Malcolm Turnbull's visit to India: Counter-terror cooperation among six agreements signed with Australia
A pact to significantly expand counter-terror cooperation was among six agreements India and Australia inked on Tuesday as the two countries called for strong action against those financing and providing sanctuary to terror groups.
New Delhi: A pact to significantly expand counter-terror cooperation was among six agreements India and Australia inked on Tuesday as the two countries called for strong action against those financing and providing sanctuary to terror groups. However, no breakthrough was achieved on a comprehensive economic cooperation agreement (CECA) during talks between Prime Minister Narendra Modi and his Australian counterpart Malcolm Turnbull who merely decided to direct their respective officials to hold an early round of negotiations for the free trade deal.
During their talks, the two leaders decided to significantly expand their ties in several key areas including defence, trade, energy and education. While Modi thanked Turnbull for passage of a legislation by the Australian parliament with bi-partisan support paving way for the country to export uranium to India, Turnbull said he was looking forward to starting the supply "as soon as possible".
Both the prime ministers felt that commercial export of Australian uranium could begin soon, opening up a new avenue for Australia to support India's energy requirement. The entire expanse of bilateral ties was reviewed at the talks including issues relating to Indian students studying in Australia and ways to deepen maritime security in the Indo-Pacific region. "We took a number of forward-looking decisions to further strengthen our partnership, including the decision to soon hold the next round of negotiations on a CECA," Modi said at a joint media event with Turnbull.
Using cricket analogy, Modi, in a lighter vein, said, "I am, of course, glad that our decisions are not subject to the DRS review system." Decision Review System (DRS) is a technology-based mechanism in cricket to review controversial umpiring decisions.
Referring to maritime issues, the joint statement said both leaders recognised the importance of freedom of navigation and overflight, unimpeded lawful commerce, as well as resolving maritime disputes by peaceful means, in accordance with the international law. It is seen as a reference to China's growing assertiveness in South China. Modi and Turnbull also welcomed "continued and deepened" trilateral cooperation and dialogue among Australia, India and Japan.
In the talks. Turnbull noted Australia's strong support for India's membership of the Nuclear Suppliers Group. He also said Australia supports India's entry into the Australia Group and the Wassenaar Arrangement, the two key export control groups. On CECA, Turnbull did not give a timeline for the deal but said, "I think it's fair to say that progress has not been as fast as either of us would have liked."
The two prime ministers have now asked negotiators on both sides to find a way out and list their priorities soon so that talks on it can move forward. There were indications that sticking points on the pact included issues relating to agriculture. On the threat of terrorism, the two leaders asserted that the fight against terrorists, terror organisations and networks should also identify, hold accountable and take strong measures against those who encourage support and finance terror, provide sanctuary to terrorists and terror groups, and falsely extol their virtues.
"They emphasised the need for urgent measures to counter and prevent the spread of terrorism and violent extremism and radicalisation and expressed their determination to take concrete measures to step up cooperation and coordination among the law enforcement, intelligence and security organisations," a joint statement said. The MoUs signed provided for deeper cooperation in areas of health and medicine, sports, environment, climate and wildlife, civil aviation security and cooperation in space technology.
Expressing happiness over cooperation in the energy sector, Modi said, "With the passage of a legislation in the Australian parliament with bi-partisan support, Australia is now ready to export uranium to India." He also thanked Turnbull for Australia's decision to join the International Solar Alliance. Referring to cooperation in the maritime sphere, Modi said peace and stability in the Indo-Pacific were key for economic growth.
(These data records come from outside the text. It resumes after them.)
PR #2354, opened 2026-01-18
[syn] Adapt for Yosys 0.60

Zxis233:
Fix the prim module path and the kGE area calculation to adapt Yosys 0.60

### DIFF
--- a/syn/python/get_kge.py
+++ b/syn/python/get_kge.py
@@ -49,15 +49,17 @@ def get_kge(report_path, weighted_dict):
     ge = 0.0
     for line_idx, line in enumerate(report):
         data = line.split()
-        if not data:
+        if len(data) < 3:
             continue
-        weight = weighted_dict.get(data[0])
+        cell_name = data[2]
+        weight = weighted_dict.get(cell_name)
         if weight is not None:
             try:
-                ge += float(data[1]) * weight
+                count = float(data[0])
+                ge += count * weight
             except (IndexError, ValueError):
                 raise RuntimeError('{}:{} Cell {} matched but was misformatted'
-                                   .format(report_path, line_idx + 1, data[0]))
+                                   .format(report_path, line_idx + 1, cell_name))
     print("Area in kGE = ", round(ge/1000, 2))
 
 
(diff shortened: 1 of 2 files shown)


syn/python/get_kge.py
```diff
@@ -77,4 +79,4 @@ def main():
 
 
 if __name__ == "__main__":
-    main()
+    main()
```
marnovandermaas, line 82: Did you mean to change how this file ends?

syn/python/get_kge.py
marnovandermaas, line 1: Can you explain the changes in this file. Previously the code used data 0 and data 1. Now you are also using data 2 but not data 1.

Zxis233: > Can you explain the changes in this file. Previously the code used data 0 and data 1. Now you are also using data 2 but not data 1.

The area report in Yosys 0.60 contains content similar to the following:
```
        +----------Local Count, excluding submodules.
        |        +-Local Area, excluding submodules.
        |        | 
      372  395.808   AND2_X1
       98   130.34   AND3_X1
```

That is, the real cell name is the third field, while the old code assumed that the  cell name is the first field

syn/python/get_kge.py
Zxis233: > Did you mean to change how this file ends?

This change is unnecessary because, according to the specifications, the last line of the document should be a blank line. Sorry for that.

Zxis233:
> Can you share the command you used to test this?

As the Wiki shows:

```
cd syn && ./syn_yosys.sh
```

syn/python/get_kge.py
marnovandermaas: Thanks for the explanation. Is that a change that was introduced in Yosys?

syn/python/get_kge.py
marnovandermaas: Thank you for reverting this.

syn/python/get_kge.py
Zxis233: > Thanks for the explanation. Is that a change that was introduced in Yosys?

I've checked the commit history and I find it:
[https://github.com/YosysHQ/yosys/commit/a0dde68487da600c569c0b61b684dc845fd5c554
](https://github.com/YosysHQ/yosys/commit/a0dde68487da600c569c0b61b684dc845fd5c554
)

Clearly the area report had been refactored, but it was NOT mentioned in the update log.

Zxis233:
@marnovandermaas

PR #2357, opened 2026-01-19
[rtl] Lint fixes for recent Zc code

andreaskurth:
These were flagged by CI lint checks in https://github.com/lowRISC/opentitan/pull/28997.

### DIFF
--- a/rtl/ibex_compressed_decoder.sv
+++ b/rtl/ibex_compressed_decoder.sv
@@ -57,9 +57,9 @@ module ibex_compressed_decoder #(
   function automatic logic [4:0] cm_stack_adj_word(input logic [3:0] rlist,
                                                    input logic [1:0] spimm);
     logic [6:0] tmp;
-    logic [1:0] _unused;
+    logic [1:0] unused_tmp;
     tmp = cm_stack_adj(.rlist(rlist), .spimm(spimm));
-    _unused = tmp[1:0];
+    unused_tmp = tmp[1:0];
     return tmp[6:2];
   endfunction
 
@@ -79,8 +79,12 @@ module ibex_compressed_decoder #(
   function automatic logic [31:0] cm_push_store_reg(input logic [4:0] rlist,
                                                     input logic [4:0] sp_offset);
     logic [11:0] neg_offset;
+    logic signed [11:0] neg_offset_signed;
     logic [31:0] instr;
-    neg_offset = ~{5'b00000, sp_offset, 2'b00} + 12'd1;
+    // Compute two's complement on signed variable, then cast back to unsigned
+    // for the part select operations below.
+    neg_offset_signed = -signed'({5'b00000, sp_offset, 2'b00});
+    neg_offset = unsigned'(neg_offset_signed);
     instr[ 6: 0] /* opcode       */ = OPCODE_STORE;
     instr[11: 7] /* offset[4:0]  */ = neg_offset[4:0];
     instr[14:12] /* width        */ = 3'b010; // 32 bit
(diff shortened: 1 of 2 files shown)


rtl/ibex_core.sv
```diff
@@ -1932,10 +1932,13 @@ module ibex_core import ibex_pkg::*; #(
   end
 
 `else
-  logic unused_instr_new_id, unused_instr_id_done, unused_instr_done_wb;
+  logic unused_instr_new_id, unused_instr_id_done, unused_instr_done_wb
+        unused_instr_expanded_id, unused_instr_gets_expanded_id;
```
nasahlpa:
```suggestion
  logic unused_instr_new_id, unused_instr_id_done, unused_instr_done_wb,
        unused_instr_expanded_id, unused_instr_gets_expanded_id;
```

nasahlpa (approved):
Thanks Andreas, adding a `,` should fix the failing CI.

rtl/ibex_compressed_decoder.sv
```diff
@@ -80,7 +80,7 @@ module ibex_compressed_decoder #(
                                                     input logic [4:0] sp_offset);
     logic [11:0] neg_offset;
     logic [31:0] instr;
-    neg_offset = ~{5'b00000, sp_offset, 2'b00} + 12'd1;
+    neg_offset = -{5'b00000, sp_offset, 2'b00};
```
vogelpi: I am not sure this is okay. I don't think it complies with our style guide, see https://github.com/lowRISC/style-guides/blob/master/VerilogCodingStyle.md#signed-arithmetic

The term within `{ }` is probably an unsigned logic and then you invert the sign. How it was before seems safer to me, but I am not sure what the lint warnings/errors were, the width seems fully defined for both operands.

rtl/ibex_compressed_decoder.sv
```diff
@@ -108,7 +108,7 @@ module ibex_compressed_decoder #(
     logic [31:0] instr;
     imm[11:7] = '0;
     imm[ 6:0] = cm_stack_adj(.rlist(rlist), .spimm(spimm));
-    if (decr) imm = ~imm + 12'd1;
+    if (decr) imm = -imm;
```
vogelpi: This doesn't look right, you're changing the sign of an unsigned logic, see https://github.com/lowRISC/style-guides/blob/master/VerilogCodingStyle.md#signed-arithmetic .

rtl/ibex_compressed_decoder.sv
```diff
@@ -57,9 +57,9 @@ module ibex_compressed_decoder #(
   function automatic logic [4:0] cm_stack_adj_word(input logic [3:0] rlist,
                                                    input logic [1:0] spimm);
     logic [6:0] tmp;
-    logic [1:0] _unused;
+    logic [1:0] unused_;
     tmp = cm_stack_adj(.rlist(rlist), .spimm(spimm));
-    _unused = tmp[1:0];
+    unused_ = tmp[1:0];
```
vogelpi: Would it hurt to to just name this `unused_tmp`?

rtl/ibex_compressed_decoder.sv
marnovandermaas: So according to the style guide maybe this would be a good substitution?
```
logic signed [11:0] neg_offset;
logic [31:0] instr;
neg_offset = 12'sh000 - signed'({5'b00000, sp_offset, 2'b00});
```

andreaskurth: Thanks for your feedback. The lint error that gets fixed here is on the explicit calculation of a two's complement, in the form of `~value + 1`. I replaced this with `-value`, as suggested in the linter's manual. I also ran it through simulation to check that the result is correct.

The problem with a signed variable -- that is
```sv
logic signed [11:0] neg_offset;
neg_offset = -signed'({5'b00000, sp_offset, 2'b00});
```
is that the linter then complains about the subsequent part selects (e.g., `neg_offset[4:0]`) of that signed variable.

rtl/ibex_compressed_decoder.sv
andreaskurth: This is an application of the linter's suggestion, and it behaves correctly in simulation.

If I make `imm` signed, the linter flags the subsequent assignment to an unsigned target (`instr[31:20]`) as well as the part selects.

rtl/ibex_compressed_decoder.sv
andreaskurth: Converting back and forth between signed and unsigned should make everyone happy. Not pretty, but let's go with that.

rtl/ibex_core.sv
andreaskurth: Thx, fixed.

rtl/ibex_compressed_decoder.sv
andreaskurth: Thx, done.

"We, therefore, agree on the need for a secure and rule-based Indo-Pacific. We are also aware that in this globalised world, challenges like terrorism and cyber-security extend beyond the boundaries of our region and, therefore, require global strategy and solutions," he said. Modi said cooperation between the two countries in the area of defence and security has reached new heights. The two prime ministers highlighted their shared desire to ensure that Indian Ocean architecture keeps pace with regional issues and addresses emerging threats and challenges
in the region.
Noting that both the countries have been victims of terrorism, Modi and Turnbull said the signing of the MoU on cooperation in combating international terrorism and transnational organised crime will help both countries to address global and regional security threats. "Our strong and vibrant strategic partnership is, of course, important for the security and well-being of our societies. But, it is also a major factor for peace, stability and security in our region," Modi said.
He said student exchanges are an important element of bilateral education cooperation and referred to more than 60,000 Indian students studying in the country. After ceremonial reception accorded to him at Rashtrapati Bhavan, Turnbull said ties between the two countries "are strong and will be stronger" because of this visit.